FENDI一直仰慕追求这种视角,囊括了从构成主义者画作的独特风格特点,到欧普艺术及空想艺术的动态设计和色彩-以及图案及色彩的最终源泉,诞生地罗马的各种令人惊叹的风景和建筑,从开垦的田地的航拍图案,城市的天空,到屋顶及布满鹅卵石的街道。
这次展览精选的24个产品以其产生的时间和命名排序。展览分为三个部分——几何与廓型系列、自然与色彩系列、轻盈与创新系列,每个部分都融合了历史皮裘与最新春夏及秋冬系列。每个部分展示了8个产品,精彩地表达FENDI对具体工艺、灵感、选色、风格的传承与创新,当然也有不时地回溯,以追赶时代的潮流。
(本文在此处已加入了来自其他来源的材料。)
PR #281, opened 2017-06-10
Use block device for container rootfs in case of devicemapper

amshinde:
In case of device mapper storage driver, the overlay file system is backed by a block device.
With this PR, we directly use the block device for container rootfs, instead of the overlay. As we do not go through 9pfs, this gives us much better I/O performance. We go through 9pfs only for the bind-mounts.

### DIFF
--- a/README.md
+++ b/README.md
@@ -183,3 +183,23 @@ __Runtime network setup with CNI__
 4. Create bridge, TAP, and link all together with network interface previously created ([code](https://github.com/containers/virtcontainers/blob/0.5.0/network.go#L123-L205))
 
 5. Start VM inside the netns and start the container ([code](https://github.com/containers/virtcontainers/blob/0.5.0/api.go#L66-L70))
+
+## Storage
+
+Container workloads are shared with the virtualized environment through 9pfs.
+The devicemapper storage driver is a special case. The driver uses dedicated block devices rather than formatted filesystems, and operates at the block level rather than the file level. This knowledge has been used to directly use the underlying block device instead of the overlay file system for the container root file system. The block device maps to the top read-write layer for the overlay. This approach gives much better I/O performance compared to using 9pfs to share the container file system.
+
+The approach above does introduce a limitation in terms of dynamic file copy in/out of the container via `docker cp` operations.
+The copy operation from host to container accesses the mounted file system on the host side. This is not expected to work and may lead to inconsistencies as the block device will be simultaneously written to, from two different mounts.
+The copy operation from container to host will work, provided the user calls `sync(1)` from within the container prior to the copy to make sure any outstanding cached data is written to the block device.
+
+```
+docker cp [OPTIONS] CONTAINER:SRC_PATH HOST:DEST_PATH
+docker cp [OPTIONS] HOST:SRC_PATH CONTAINER:DEST_PATH
+```
+
+The devicemapper block device can only be used when creating a pod. If a container with a devicemapper rootfs is added to a pod, after the VM has started, the devicemapper block device will not be used. The container will fallback to using the overlay file system instead. This should be fixed once capability to hot-plug virtio block devices is added.
+
+#### How to check if container uses devicemapper block device as its rootfs
+
+Start a container. Call mount(8) within the container. You should see '/' mounted on /dev/vda device.
--- a/container.go
+++ b/container.go
@@ -102,9 +102,6 @@ type Container struct {
 
 	rootFs string
 
-	// File system type of rootfs block device
-	fstype string
-
 	config *ContainerConfig
 
 	pod *Pod
--- a/container.go
+++ b/container.go
@@ -152,6 +152,28 @@ func (c *Container) SetPid(pid int) error {
 	return c.storeProcess()
 }
 
+func (c *Container) setStateBlockIndex(index int) error {
+	c.state.BlockIndex = index
+
+	err := c.pod.storage.storeContainerResource(c.pod.id, c.id, stateFileType, c.state)
+	if err != nil {
+		return err
+	}
+
+	return nil
+}
+
+func (c *Container) setStateFstype(fstype string) error {
+	c.state.Fstype = fstype
+
+	err := c.pod.storage.storeContainerResource(c.pod.id, c.id, stateFileType, c.state)
+	if err != nil {
+		return err
+	}
+
+	return nil
+}
+
 // URL returns the URL related to the pod.
 func (c *Container) URL() string {
 	return c.pod.URL()
--- a/container.go
+++ b/container.go
@@ -102,6 +102,9 @@ type Container struct {
 
 	rootFs string
 
+	// File system type of rootfs block device
+	fstype string
+
 	config *ContainerConfig
 
 	pod *Pod
--- a/container.go
+++ b/container.go
@@ -290,7 +290,7 @@ func newContainer(pod *Pod, contConfig ContainerConfig) (*Container, error) {
 
 	state, err := c.pod.storage.fetchContainerState(c.podID, c.id)
 	if err == nil {
-		c.state.State = state.State
+		c.state = state
 	}
 
 	process, err := c.pod.storage.fetchContainerProcess(c.podID, c.id)
--- a/container.go
+++ b/container.go
@@ -242,12 +242,10 @@ func (c *Container) setContainerState(state stateString) error {
 	}
 
 	// update in-memory state
-	c.state = State{
-		State: state,
-	}
+	c.state.State = state
 
 	// update on-disk state
-	err := c.pod.storage.storeContainerResource(c.podID, c.id, stateFileType, c.state)
+	err := c.pod.storage.storeContainerResource(c.pod.id, c.id, stateFileType, c.state)
 	if err != nil {
 		return err
 	}
--- a/hyperstart.go
+++ b/hyperstart.go
@@ -323,7 +323,9 @@ func (h *hyper) bindUnmountContainerRootfs(podID, cID string) error {
 func (h *hyper) bindUnmountAllRootfs(pod Pod) {
 	for _, c := range pod.containers {
 		h.bindUnmountContainerMounts(c.mounts)
-		h.bindUnmountContainerRootfs(pod.id, c.id)
+		if c.fstype == "" {
+			h.bindUnmountContainerRootfs(pod.id, c.id)
+		}
 	}
 }
 
@@ -541,11 +543,12 @@ func (h *hyper) startOneContainer(pod Pod, c Container) error {
 		container.Fstype = c.fstype
 		container.Image = driveName
 		diskIndex = diskIndex + 1
-	}
+	} else {
 
-	if err := h.bindMountContainerRootfs(pod.id, c.id, c.rootFs, false); err != nil {
-		h.bindUnmountAllRootfs(pod)
-		return err
+		if err := h.bindMountContainerRootfs(pod.id, c.id, c.rootFs, false); err != nil {
+			h.bindUnmountAllRootfs(pod)
+			return err
+		}
 	}
 
 	//TODO : Enter mount namespace
@@ -618,8 +621,10 @@ func (h *hyper) stopOneContainer(podID string, c Container) error {
 		return err
 	}
 
-	if err := h.bindUnmountContainerRootfs(podID, c.id); err != nil {
-		return err
+	if c.fstype == "" {
+		if err := h.bindUnmountContainerRootfs(podID, c.id); err != nil {
+			return err
+		}
 	}
 
 	return nil
--- a/hyperstart.go
+++ b/hyperstart.go
@@ -517,6 +517,8 @@ func (h *hyper) startPauseContainer(podID string) error {
 	return nil
 }
 
+var diskIndex = int(0)
+
 func (h *hyper) startOneContainer(pod Pod, c Container) error {
 	process, err := h.buildHyperContainerProcess(c.config.Cmd)
 	if err != nil {
@@ -528,6 +530,17 @@ func (h *hyper) startOneContainer(pod Pod, c Container) error {
 		Image:   c.id,
 		Rootfs:  rootfsDir,
 		Process: process,
+	}
+
+	if c.fstype != "" {
+		driveName, err := getVirtDriveName(diskIndex)
+		if err != nil {
+			return err
+		}
+
+		container.Fstype = c.fstype
+		container.Image = driveName
+		diskIndex = diskIndex + 1
 	}
 
 	if err := h.bindMountContainerRootfs(pod.id, c.id, c.rootFs, false); err != nil {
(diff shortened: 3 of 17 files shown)


utils.go
```diff
@@ -41,3 +43,37 @@ func fileCopy(srcPath, dstPath string) error {
...
+	if err != nil {
+		return nil, err
+	}
+
+	return b, nil
+}
+
+func reverseString(s string) string {
+	r := []rune(s)
+	for i, j := 0, len(r)-1; i < len(r)/2; i, j = i+1, j-1 {
```
jodh-intel: Why not only call `len(r)` once?

container.go
```diff
@@ -45,6 +45,21 @@ type ContainerStatus struct {
...
 
+// Mount describes a container mount.
+type Mount struct {
+	Source      string
+	Destination string
+
+	// Type specifies the type of filesystem to mount.
+	Type string
+
+	// Options list all the mount options of the filesystem.
```
jodh-intel: What is the order? Sorted or original ordering? Are duplicate options handled?

jodh-intel:
@amshinde - I appreciate you have added some tests, but this is a big PR and it's not ideal that the test coverage is falling. Could you find a way to add some more to keep the coverage change `>= 0`? :-)

mount.go
```diff
@@ -0,0 +1,232 @@
...
+	"fmt"
+	"io"
+	"os"
+	"path/filepath"
+	"strings"
+	"syscall"
+)
+
+// These mounts need to be created by the agent within the VM
+var systemMounts = []string{"/proc", "/dev", "/dev/pts", "/dev/shm", "/dev/mqueue", "/sys", "/sys/fs/cgroup"}
```
sameo: The order does not really matter, but I agree it could be better indented for easier maintenance.

sameo:
Could you please rebase ? It will make the PR look smaller at least :)

amshinde:
Rebased this PR.

amshinde:
Added documentation pointing out the changes introduced with devicemapper and limitations.

pod.go
```diff
@@ -998,6 +998,10 @@ func (p *Pod) checkContainersState(state stateString) error {
 	return nil
 }
 
+// Drive names are dependent on the order in which they are added to the hypervisor options.
+// driveIndex is an incrementing counter used to track the index at which current drive is added to the hypervisor.
+var driveIndex = int(0)
```
sboeuf: We can do better than this, by adding this index to the hypervisor structure maybe. There is clearly no need for a global variable here. And more than that, keep in mind that we don't need to store this data because this will only be used by CreatePod(). Maybe this will be interesting to store in case we consider hotplugging some new block devices when the VM is already started.

container.go
```diff
@@ -152,6 +152,34 @@ func (c *Container) SetPid(pid int) error {
...
+	if err != nil {
+		return err
+	}
+
+	c.state = tState
+
+	return nil
+}
+
+func (c *Container) setStateFstype(fstype string) error {
```
sboeuf: Ditto for this function.

README.md
```diff
@@ -183,3 +183,17 @@ __Runtime network setup with CNI__
 4. Create bridge, TAP, and link all together with network interface previously created ([code](https://github.com/containers/virtcontainers/blob/0.5.0/network.go#L123-L205))
 
 5. Start VM inside the netns and start the container ([code](https://github.com/containers/virtcontainers/blob/0.5.0/api.go#L66-L70))
+
+## Storage
```
sboeuf: Thanks for updating the doc here. Could you also add the limitation that devicemapper block device can only be used when creating a new pod. Adding a new container (with a devicemapper rootfs) after we started the VM won't work.

mount.go
```diff
@@ -122,3 +125,56 @@ func getDeviceForPath(path string) (device, error) {
...
+
+	file, err = os.Open(procMountsFile)
+	if err != nil {
+		return
+	}
+
+	defer file.Close()
+
+	reader := bufio.NewReader(file)
+	for {
```
amshinde: @sboeuf /proc/mounts output can change, but the mount info for this device will not change(It has been mounted by docker and will be unmounted by it as well) Using /proc/mounts is a standard way to get mount info.

container.go
```diff
@@ -152,6 +152,34 @@ func (c *Container) SetPid(pid int) error {
 	return c.storeProcess()
 }
 
+func (c *Container) setStateBlockIndex(index int) error {
+	tState := c.state
+	tState.BlockIndex = index
```
amshinde: I am just updating a temporary object here first. That way if the write to filesystem fails, the object in memory and filesystem are in sync

amshinde:
@sboeuf I have pushed all your changes except for the call to addDrives(). Will wait for @sameo to comment on it.

README.md
```diff
@@ -183,3 +183,19 @@ __Runtime network setup with CNI__
...
+
+Container workloads are shared with the virtualized environment through 9pfs.
+The devicemapper storage driver is a special case. The driver uses dedicated block devices rather than formatted filesystems, and operates at the block level rather than file level. We use this knowledge to directly use the underlying block device instead of the overlay file system for the container root file system. The block device maps to the top read-write layer for the overlay. This approach gives much better I/O performance as compared to using 9pfs to share the container file system.
```
jodh-intel: s/rather than file level/rather than the file level/

s/performance as compared/performance compared/

Also, this change mixes familiar and passive voices. I'd personally reword to allow you to drop all the "We"'s.

README.md
```diff
@@ -183,3 +183,19 @@ __Runtime network setup with CNI__
...
+
+The approach above does introduce a limitation in terms of dynamic file copy in/out of the container via docker cp operations:
```
jodh-intel: formatting: `docker cp`.

What limitation? I think it would help to explain it first, then give examples.

README.md
```diff
@@ -183,3 +183,19 @@ __Runtime network setup with CNI__
...
+
+```
+docker cp [OPTIONS] CONTAINER:SRC_PATH DEST_PATH|-
+docker cp [OPTIONS] SRC_PATH|- CONTAINER:DEST_PATH
```
jodh-intel: What are the pipe characters for?

README.md
```diff
@@ -183,3 +183,19 @@ __Runtime network setup with CNI__
...
+```
+
+While the copy to container from host is not expected to work, it is possible to copy files from the container to host. We do need to sync the files to the block device before the copy operation.
```
jodh-intel: "from host ... to container" sounds more natural to me.

Overall, I find these two sentences confusing as it is unclear to the reader if they need to do anything "special": who needs to sync the files? virtcontainers, or is it up to the user to call `sync(1)` potentially multiple times to ensure the data is persisted?

README.md
```diff
@@ -183,3 +183,19 @@ __Runtime network setup with CNI__
...
+
+The devicemapper block device can only be used when creating a pod. Adding a container with a devicemapper rootfs after the VM has started does not work currently.
```
jodh-intel: - What behaviour will the user see if they try to add a devicemapper rootfs after pod creation? Is it handled elegantly, or do you get a crash / odd error message?
- Will it work in the future? (Is there an issue for this?)
- How can you tell if a pod was created with a devicemapper rootfs after the event?

hyperstart.go
```diff
@@ -323,7 +323,9 @@ func (h *hyper) bindUnmountContainerRootfs(podID, cID string) error {
 func (h *hyper) bindUnmountAllRootfs(pod Pod) {
 	for _, c := range pod.containers {
 		h.bindUnmountContainerMounts(c.mounts)
-		h.bindUnmountContainerRootfs(pod.id, c.id)
+		if c.state.Fstype == "" {
+			h.bindUnmountContainerRootfs(pod.id, c.id)
```
jodh-intel: Missing error check on this call.

hyperstart.go
```diff
@@ -342,6 +344,23 @@ func (h *hyper) init(pod *Pod, config interface{}) (err error) {
 	// Override pod agent configuration
 	pod.config.AgentConfig = h.config
 
+	created, err := pod.isPodCreated()
+	if err != nil {
+		return err
+	}
+
+	if !created {
+		virtLog.Infof("Pod %s has not competed creation yet, adding hypervisor devices", pod.id)
```
jodh-intel: typo: "completed". I'd write as, `Pod %s not fully created yet, adding hypervisor devices`

mount.go
```diff
@@ -32,3 +41,189 @@ func isSystemMount(m string) bool {
...
+		var line string
+
+		line, err = reader.ReadString('\n')
+		if err == io.EOF {
+			err = fmt.Errorf("Mount %s not found", mountPoint)
+			break
```
jodh-intel: This still looks a little odd to me - I'd just `return fmt.Errorf(...)` for all these cases as a return cleary breaks out of the loop.

mount.go
```diff
@@ -32,3 +41,189 @@ func isSystemMount(m string) bool {
...
+		}
+
+		if mountPoint == fields[procPathIndex] {
+			devicePath = fields[procDeviceIndex]
+			fsType = fields[procTypeIndex]
+			return
+		}
+	}
+
+	return
```
jodh-intel: If you immediately return an error at the call site, this would presumably need to become a catch-all error.

mount.go
```diff
@@ -32,3 +41,189 @@ func isSystemMount(m string) bool {
...
+
+// getVirtBlockDriveName returns the disk name format for virtio-blk
+// Reference: https://github.com/torvalds/linux/blob/master/drivers/block/virtio_blk.c @c0aa3e0916d7e531e69b02e426f7162dfb1c6c0
+func getVirtDriveName(index int) (string, error) {
+	if index < 0 {
+		return "", fmt.Errorf("Index cannot be negative for drive")
+	}
+
+	// Prefix used for virtio-block devices
+	prefix := "vd"
```
jodh-intel: This could be `const`

mount_test.go
```diff
@@ -41,3 +49,132 @@ func TestIsSystemMount(t *testing.T) {
...
+
+	expected := "/proc"
+
+	if dev.mountPoint != expected {
+		t.Fatalf("Expected %s mountpoint, got %s", expected, dev.mountPoint)
+	}
+}
+
+func TestGetDeviceForPathEmptyPath(t *testing.T) {
+	_, err := getDeviceForPath("")
```
jodh-intel: I think there is scope to add some more tests for this function:

- `getDeviceForPath("///")`
- `getDeviceForPath("/../../.././././../.")`
- what if the specified path has spaces / special characters / unicode?
- create a test that creates a bind mount manually and see if `getDevicePath()` returns the expected value.

mount.go
```diff
@@ -32,3 +41,189 @@ func isSystemMount(m string) bool {
...
+			fsType = fields[procTypeIndex]
+			return
+		}
+	}
+
+	return
+}
+
+// isDeviceMapper checks if the device with the major and minor numbers is a devicemapper block device
+func isDeviceMapper(major, minor int) (bool, error) {
```
jodh-intel: Missing tests. You could create a variable this function uses (something like, `var formatTemplate  := /sys/dev/block/%d:%d/dm`), and have the tests modify that so you can check the expected return value.

mount_test.go
```diff
@@ -41,3 +49,132 @@ func TestIsSystemMount(t *testing.T) {
...
+		t.Fatal(err)
+	}
+
+	if path != "proc" || fstype != "proc" {
+		t.Fatal(err)
+	}
+}
+
+func TestGetVirtDriveNameInvalidIndex(t *testing.T) {
+	index := -1
```
jodh-intel: You could drop this var and just pass `-1` directly as it's only used once.

hyperstart.go
amshinde: I have just wrapped the existing call in an if condition. This will require changes up the stack, something that I want to do in a separate PR.

amshinde:
Rebased this PR, addressed review comments, fixed documentation and added some more tests.
@jodh-intel , @sboeuf , @sameo Please have a look.

README.md
```diff
@@ -183,3 +183,23 @@ __Runtime network setup with CNI__
...
+
+## Storage
+
+Container workloads are shared with the virtualized environment through 9pfs.
+The devicemapper storage driver is a special case. The driver uses dedicated block devices rather than formatted filesystems, and operates at the block level rather than the file level. This knowledge has been used to directly use the underlying block device instead of the overlay file system for the container root file system. The block device maps to the top read-write layer for the overlay. This approach gives much better I/O performance compared to using 9pfs to share the container file system.
+
+The approach above does introduce a limitation in terms of dynamic file copy in/out of the container via `docker cp` operations.
+The copy operation from host to container accesses the mounted file system on the host side. This is not expected to work and may lead to inconsistencies as the block device will be simultaneously written to, from two different mounts.
+The copy operation from container to host will work, provided the user calls `sync(1)` prior to the copy to make sure any outstanding cached data is written to the block device.
```
jodh-intel: Where should the `sync` be called? In the VM, or on the host? Should the container be paused, then the `sync` call made I wonder?

hyperstart.go
jodh-intel: Is there an issue to track this? Not checking a return value for an operation like this sounds dangerous to me. I'd add a reference to an issue in a comment for this line.

README.md
amshinde: @jodh-intel I have added "from within the container" to make this clearer. And no, we do not need to pause the container.

jodh-intel:
lgtm

amshinde:
@jodh-intel I have created a separate issue for checking the return value of unmount: https://github.com/containers/virtcontainers/issues/295.
Please take a look.

jodh-intel:
Thanks @amshinde.

mount_test.go
```diff
@@ -41,3 +51,227 @@ func TestIsSystemMount(t *testing.T) {
...
+
+		data := bytes.Split(output, []byte(","))
+		if len(data) < 2 {
+			t.Fatal()
+		}
+
+		majorStr := strings.TrimSpace(string(data[0]))
+		minorStr := strings.TrimSpace(string(data[1]))
+
+		majorNo, err := strconv.Atoi(majorStr)
```
sboeuf: mount_test.go:75:12: ineffectual assignment to err

You should do something with err, or just use `_`

mount_test.go
```diff
@@ -41,3 +51,227 @@ func TestIsSystemMount(t *testing.T) {
...
+		minorNo, err := strconv.Atoi(minorStr)
```
sboeuf: mount_test.go:76:12: ineffectual assignment to err

You should do something with err, or just use `_`

container.go
```diff
@@ -238,13 +260,10 @@ func (c *Container) setContainerState(state stateString) error {
 		return errNeedState
 	}
 
-	// update in-memory state
```
amshinde: fixed

mount_test.go
amshinde: fixed

mount_test.go
amshinde: fixed

sboeuf:
LGTM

皮裘作品边放着各自的工艺板和卡尔•拉格菲手绘的草图,以便参观者能够观赏到最初的构图到成品的发展过程。FENDI大师级工艺师们在皮裘工作室里真实演示了整个过程,这对于理解设计师的创作天赋和工匠们的精湛工艺的关系和对话至关重要。这两种角色的关系及紧密合作是成就品牌及独一无二特点的根基所在。

展览的另一个展区是饰品世界,也是FENDI一直以来非常重要的创新及生产历程。追溯历史,不难发现,本品牌的历史源自皮革制品制作。经典手袋例如Baguette, Peekaboo, 2Jours的复杂制作工艺的提升及尝试,推动FENDI对于全方位创意放开束缚,自主生产,不断创新的尝试,可谓意义非凡。FENDI创始人Adele and Edoardo FENDI的口号是“一切皆有可能”。这个口号成了后代们的信条,时至今日,激励着设计部门及其所有员工,也激励着从造型部门、宣传部门、文化传承部门到活动,以及罗马弗拉米亚大道的所有古老皮裘工作室。
为突显FENDI的前卫风格及自我引用,展览略述和追溯了其历久不衰的选择,风格特点及建筑结构设想。这些特色都充分诠释了FENDI及其艺术特色,展览将依此来重笔强调品牌永恒的理念。
“致趣匠艺”展览也庆祝一个重要日子:FENDI的88周年纪念日。北京可谓2007年以来展览的最佳展点,承载了21世纪最具史诗性的雄伟展出计划:FENDI 2008春夏系列长城秀。展览侧重幸运数字8,具有多重含义:宇宙均衡的同义词,不同文化,不同冲突,不同时代的交融。中国长城,行为艺术家玛丽娜-阿布拉莫维奇(Marina Abramović)和 屋莱(Ulay)二人组选址作为谢幕作《情人》的最终站,他们从长城两头的历史遗迹开始,行程2500公里,花费90天,最终他们感人的艺术关系在告一段落。那一年是1988年。(来源:YOKO)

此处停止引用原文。